Go back to the general catalogue : General catalogue of reinforcement learning notes
https://chenxiaoyuan.blog.csdn.net/article/details/121715424
Sutton-RLbook( The first 2 edition ) The first 3 For the first half of this chapter, see : Strengthen learning notes :Sutton-Book Chapter III problem solving (Ex1~Ex16)
https://blog.csdn.net/chenxy_bwave/article/details/122522897
边栏推荐
- 自动化测试中敏捷测试怎么做?
- Brief introduction to libevent
- CSAPP homework answers chapter 789
- ucore lab8 文件系统 实验报告
- What are the commonly used SQL statements in software testing?
- Global and Chinese market of portable and handheld TVs 2022-2028: Research Report on technology, participants, trends, market size and share
- Introduction to safety testing
- Sleep quality today 81 points
- 软件测试需求分析之什么是“试纸测试”
- Rearrange spaces between words in leetcode simple questions
猜你喜欢
![[Ogg III] daily operation and maintenance: clean up archive logs, register Ogg process services, and regularly back up databases](/img/31/875b08d752ecd914f4e727e561adbd.jpg)
[Ogg III] daily operation and maintenance: clean up archive logs, register Ogg process services, and regularly back up databases

Nest and merge new videos, and preset new video titles

接口测试面试题及参考答案,轻松拿捏面试官
Interview answering skills for software testing
Automated testing problems you must understand, boutique summary

几款开源自动化测试框架优缺点对比你知道吗?

ucore lab5用户进程管理 实验报告
Future trend and planning of software testing industry
软件测试工作太忙没时间学习怎么办?
软件测试面试要问的性能测试术语你知道吗?
随机推荐
遇到程序员不修改bug时怎么办?我教你
C4D quick start tutorial - Introduction to software interface
CSAPP家庭作業答案7 8 9章
Don't you even look at such a detailed and comprehensive written software test question?
软件测试方法有哪些?带你看点不一样的东西
What are the software testing methods?
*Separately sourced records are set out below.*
PR #2344, opened 2025-06-09
[BE] Rename qparams for tinygemm

jainapurva:
Rename 
- quantize_affine_float_zero_point -> quantize_affine_tinygemm
- dequantize_affine_float_zero_point -> dequantize_affine_tinygemm

### DIFF
--- a/torchao/dtypes/affine_quantized_tensor.py
+++ b/torchao/dtypes/affine_quantized_tensor.py
@@ -26,14 +26,14 @@ from torchao.quantization.quant_primitives import (
     choose_qparams_and_quantize_affine_hqq,
     dequantize_affine,
     dequantize_affine_float8,
-    dequantize_affine_float_zero_point,
     dequantize_affine_floatx,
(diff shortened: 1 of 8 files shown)


torchao/dtypes/affine_quantized_tensor.py
```diff
@@ -26,14 +26,14 @@
     choose_qparams_and_quantize_affine_hqq,
     dequantize_affine,
     dequantize_affine_float8,
-    dequantize_affine_float_zero_point,
```
jerryzh168, line 29: can you do a search to see if these are used outside of torchao?

jerryzh168 (approved):

torchao/dtypes/affine_quantized_tensor.py
jerryzh168: oh I did a search, looks like not

jainapurva: Yup, found the same

PR #2345, opened 2025-06-10
Add inplace quantizer examples

cccclai:
Summary:
Add a quantizer example for in place ops

Rollback Plan:

Differential Revision: D76312488

### DIFF
--- a/torchao/quantization/pt2e/constant_fold.py
+++ b/torchao/quantization/pt2e/constant_fold.py
@@ -93,6 +93,24 @@ class ConstantFolder(torch.fx.Interpreter):
         self.deferred_value = object()
         self.skip_folding_node_fn = skip_folding_node_fn
 
+        # Identify mutable buffers by finding copy_ operations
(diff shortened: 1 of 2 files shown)


torchao/quantization/pt2e/constant_fold.py
```diff
@@ -92,6 +92,24 @@ def __init__(
         self.lifted_constant_names = lifted_constant_names
         self.deferred_value = object()
         self.skip_folding_node_fn = skip_folding_node_fn
+        
+        # Identify mutable buffers by finding copy_ operations
+        self.mutable_buffers = self._find_mutable_buffers()
+
+    def _find_mutable_buffers(self) -> set[torch.fx.Node]:
```
jerryzh168, line 99: why is this change needed? is there a test that exercises this code path?

cccclai: Yeah, the added test will fail if we have this code path. The `quantize_per_tensor_default` will be folded together with the mutable buffer, which is not what we want

PR #3343, opened 2025-11-15
Add `enable_fusion_modeling` for conv2d and conv3d

jerryzh168:
Summary:
This is to have more accurate benchmarking for fusion

Test Plan:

Show you something different
JDBC介绍
Express
Global and Chinese market of goat milk powder 2022-2028: Research Report on technology, participants, trends, market size and share
DVWA exercise 05 file upload file upload
線程及線程池
CSAPP homework answers chapter 789
Capitalize the title of leetcode simple question
Global and Chinese market of barrier thin film flexible electronics 2022-2028: Research Report on technology, participants, trends, market size and share
Install and run tensorflow object detection API video object recognition system of Google open source
如何成为一个好的软件测试员?绝大多数人都不知道的秘密
Brief description of compiler optimization level
Investment should be calm
Sorting odd and even subscripts respectively for leetcode simple problem
How to transform functional testing into automated testing?